Landscape-you cannot escape it!
I am a young Ugandan lawyer passionate about Human rights, good governance and development. All that I do is to defend humanity. Located in the East African region, Uganda is a beautiful country with natural vegetation and warm people. Growing up in the rural area, I understood what the grasslands, hillsides, flowing streams meant to me. For me, they were some the best parts of life; I grew up knowing that living in such a beautiful environment must be everyone’s dream. While at home, we were a little fortunate to have three cows in our compound! I enjoyed watching them graze on the green grass and I also shared their pain when the grass dried out and they had to either wait for long to get grass from elsewhere or simply feed on alternatives such as artificial animal feeds. The rainy seasons were the most celebrated times as the community happily planted their seeds in the soil with the faith of harvesting in three to four months or longer, depending on what was planted.
Given my immense love for nature, I developed passion to do whatever is possible within my means to protect it! Fortunately for me, my dad who is a forester and landscape designer and understood the value of trees and the environment fanned my passion for landscapes. He taught me not to cut down a tree with no reason or with no plan to replace it with another. He also taught me the names of different trees, their growth mechanisms and my love for trees grew day by day. As a result, it upsets me each time a tree was cut down without an explanation – even when the explanation was that another was to be planted! Moreover, whenever there were bushfires, my first thoughts are of the animals, and what becomes of their grazing lands.
On getting into high school, I joined wildlife and environment clubs where I was active in efforts directed at protecting the environment. I was the president of one of the Wildlife/Environment clubs in the school during which I started the “go green campaign”, which aimed at making sure the school compound was green and clean, planted woodlots for the school as well trees for shade. This went on well and I am happy that my efforts are still visible!

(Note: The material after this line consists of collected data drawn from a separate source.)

PR #1455, opened 2021-03-17
Avoid using declarative in anonymous namespace in command.cpp

JoeLoser:

Problem:
- Having a using directive in an anonymous namespace doesn't buy us much
  here and can only cause confusion later perhaps when reasoning about
  type or function resolution.

Solution:
- Qualify the two uses in this file with `std::accumulate` to be
  explicit.

###  :memo: Checklist

File-by-file.

### DIFF
--- a/libvast/src/command.cpp
+++ b/libvast/src/command.cpp
@@ -40,18 +40,17 @@ namespace vast {
 
 namespace {
 
-using std::accumulate;
-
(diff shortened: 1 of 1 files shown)


mavam (approved):
Agreed. Much hunch is that it was used to make `clang-format`'s output less vertical.

PR #1457, opened 2021-03-17
Change io::read to use std::filesystem::path

JoeLoser:

Problem:
- `io::read` depends on `vast::path` which is going away soon.

Solution:
- Have `io::read` work with `std::filesystem::path` instead.

###  :memo: Checklist

File-by-file.

### DIFF
--- a/libvast/src/chunk.cpp
+++ b/libvast/src/chunk.cpp
@@ -18,6 +18,7 @@
 #include "vast/error.hpp"
 #include "vast/io/read.hpp"
 #include "vast/io/save.hpp"
+#include "vast/logger.hpp"
 #include "vast/path.hpp"
 
 #include <caf/deserializer.hpp>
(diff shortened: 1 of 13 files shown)


libvast/src/io/read.cpp
```diff
@@ -15,30 +15,36 @@
...
-caf::expected<std::vector<std::byte>> read(const path& filename) {
-  auto size = file_size(filename);
-  if (!size)
-    return size.error();
-  std::vector<std::byte> buffer(*size);
+caf::expected<std::vector<std::byte>>
+read(const std::filesystem::path& filename) {
+  std::error_code err{};
+  const auto size = std::filesystem::file_size(filename, err);
+  if (size == static_cast<std::uintmax_t>(-1))
```
mavam, line 42:
```suggestion
  if (err || size == static_cast<std::uintmax_t>(-1))
```

libvast/src/chunk.cpp
```diff
@@ -141,14 +142,18 @@ caf::error write(const std::filesystem::path& filename, const chunk_ptr& x) {
   return io::save(filename, as_bytes(x));
 }
 
-caf::error read(const path& filename, chunk_ptr& x) {
-  auto size = file_size(filename);
-  if (!size) {
+caf::error read(const std::filesystem::path& filename, chunk_ptr& x) {
+  std::error_code err{};
+  const auto size = std::filesystem::file_size(filename, err);
+  if (size == static_cast<std::uintmax_t>(-1)) {
```
mavam, line 148:
```suggestion
  if (err || size == static_cast<std::uintmax_t>(-1)) {
```

mavam (commented):
Nice cleanup.

I wonder whether we need to consider `err` in some cases a well.

libvast/src/io/read.cpp
lava: According to the docs the code is fine:

> The non-throwing overload returns static_cast<std::uintmax_t>(-1) on errors.

mavam: Thanks for clarifying.

mavam:
It looks like this API change still needs to be ported to `lsvast`.

JoeLoser:
> It looks like this API change still needs to be ported to `lsvast`.

Good call, I didn't have `VAST_ENABLE_LSVAST` CMake option to `ON` when building/running locally, which is why I missed this. Should be fixed now.

dominiklohmann (approved):
Thanks again!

When it was time to go to university, I chose law because I wanted to understand my rights so that I can then be a voice for the voiceless. It is amazing that the trees I planted contributed to my tuition! Even after my four years of study at the University, I continue to support my family by establishing a tree seedlings business. We planted a garden where we raise the seedlings for sale and for our own woodlot. From this, we have supplied over two million seedlings and planted over 50 hectares of our own trees!
Understanding landscapes is a very important aspect of what I do. It helps to appreciate the environment and in turn to conserve one of its most vital resources from depletion. I believe the landscape approach is a good way of assessing and protecting the environment. It provides a comprehensive understanding of the environment we live in. Therefore, I am glad that I will be joining the team of young innovators for this year’s Global Landscapes Forum Youth Program and I am sure that I will learn lots of things and also share my experience with the rest of team.
Michael Aboneka is one of the 10 young champions who will work on the “ Measuring success ” Landscape challenge with Youth program’s partner: UNEP-DHI.